22. El método de la reivindicación 20, en donde el conjunto de firma de genes comprende cuando menos uno de: GIP2, OAS3, IFIT3, MX1, IFIL44L, IFI27, IFIT2A, PRSAD, ó IFITA.

23. Un método para evaluar la eficacia de un tratamiento de una infección por el virus de hepatitis C en un sujeto, comprendiendo el método: administrar el tratamiento; llevar a cabo la evaluación de la reivindicación 1, evaluando de esta manera la eficacia del tratamiento.

24. Un método para evaluar la eficacia de un fármaco para utilizarse en el tratamiento de una infección por el virus de hepatitis C en un sujeto, comprendiendo el método: proporcionar una determinación de un primer nivel de expresión genética asociada con la infección por el virus de hepatitis C en el sujeto en un primer punto del tiempo; proporcionar una determinación de un segundo nivel de expresión genética en el sujeto en un segundo punto del tiempo; y proporcionar una comparación de los primero y segundo niveles de expresión genética, en donde los niveles sostenidos de expresión genética entre los primero y segundo puntos del tiempo indican la eficacia del fármaco.

25. El método de la reivindicación 24, en donde la comparación de los primero y segundo niveles de expresión genética comprende comparar los niveles de uno o más genes sensibles a interferón (ISG).

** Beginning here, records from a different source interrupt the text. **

PR #225, opened 2022-07-25
engine: Use drop-in for logging configuration

tinez:
Requires: https://github.com/oVirt/ovirt-engine/pull/553

### DIFF
--- a/ost_utils/ansible/collection.py
+++ b/ost_utils/ansible/collection.py
@@ -79,9 +79,21 @@ def engine_setup(
     host_name = socket.gethostname()
     host_ip = socket.gethostbyname(host_name)
 
+    config = f'''\
+SSO_ALTERNATE_ENGINE_FQDNS="${{SSO_ALTERNATE_ENGINE_FQDNS}} {host_ip} {host_name} {engine_ip}"
+'''
+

26. El método de la reivindicación 25, en donde el gen sensible a interferón se selecciona a partir del grupo que consiste en: IFIT1, RSAD2, IFIT2, IFI16, IFI44, IFIT2, IFIT5, PLSCR1, IFIT3, IFI35, IFITM1, IFITM3, IFI30, IFITM1, IFITM2, GIP2, OAS3, IFIT3, MX1, IFIL44L, IFI27, IFIT2A, PRSAD, ó IFITA.

27. El método de la reivindicación 25, en donde se comparan los primero y segundo niveles de cuando menos uno de: GIP2, OAS3, IFIT3, MX1, IFIL44L, IFI27, IFIT2A, PRSAD, ó IFITA.

28. Un método para evaluar la eficacia de un fármaco para utilizarse en el tratamiento de infección por el virus de hepatitis C en un sujeto, comprendiendo el método: proporcionar una determinación de un primer nivel de expresión genética asociada con la infección por el virus de hepatitis C en el sujeto en un primer punto del tiempo; proporcionar una determinación de un segundo nivel de expresión genética en el sujeto en un segundo punto del tiempo; y proporcionar una comparación de los primero y segundo niveles de expresión genética con un nivel de control de expresión genética, en donde una diferencia más pequeña entre el segundo nivel y el nivel de control, comparándose con la diferencia entre el primer nivel y el nivel de control, indica la eficacia del fármaco.

29. El método de la reivindicación 28, en donde la expresión genética asociada con la infección por el virus de hepatitis C se determina para una pluralidad de los genes enlistados en la Tabla 2.

30. El método de la reivindicación 29, en donde la pluralidad comprende cuando menos aproximadamente el 10 por ciento de los genes enlistados en la Tabla 2.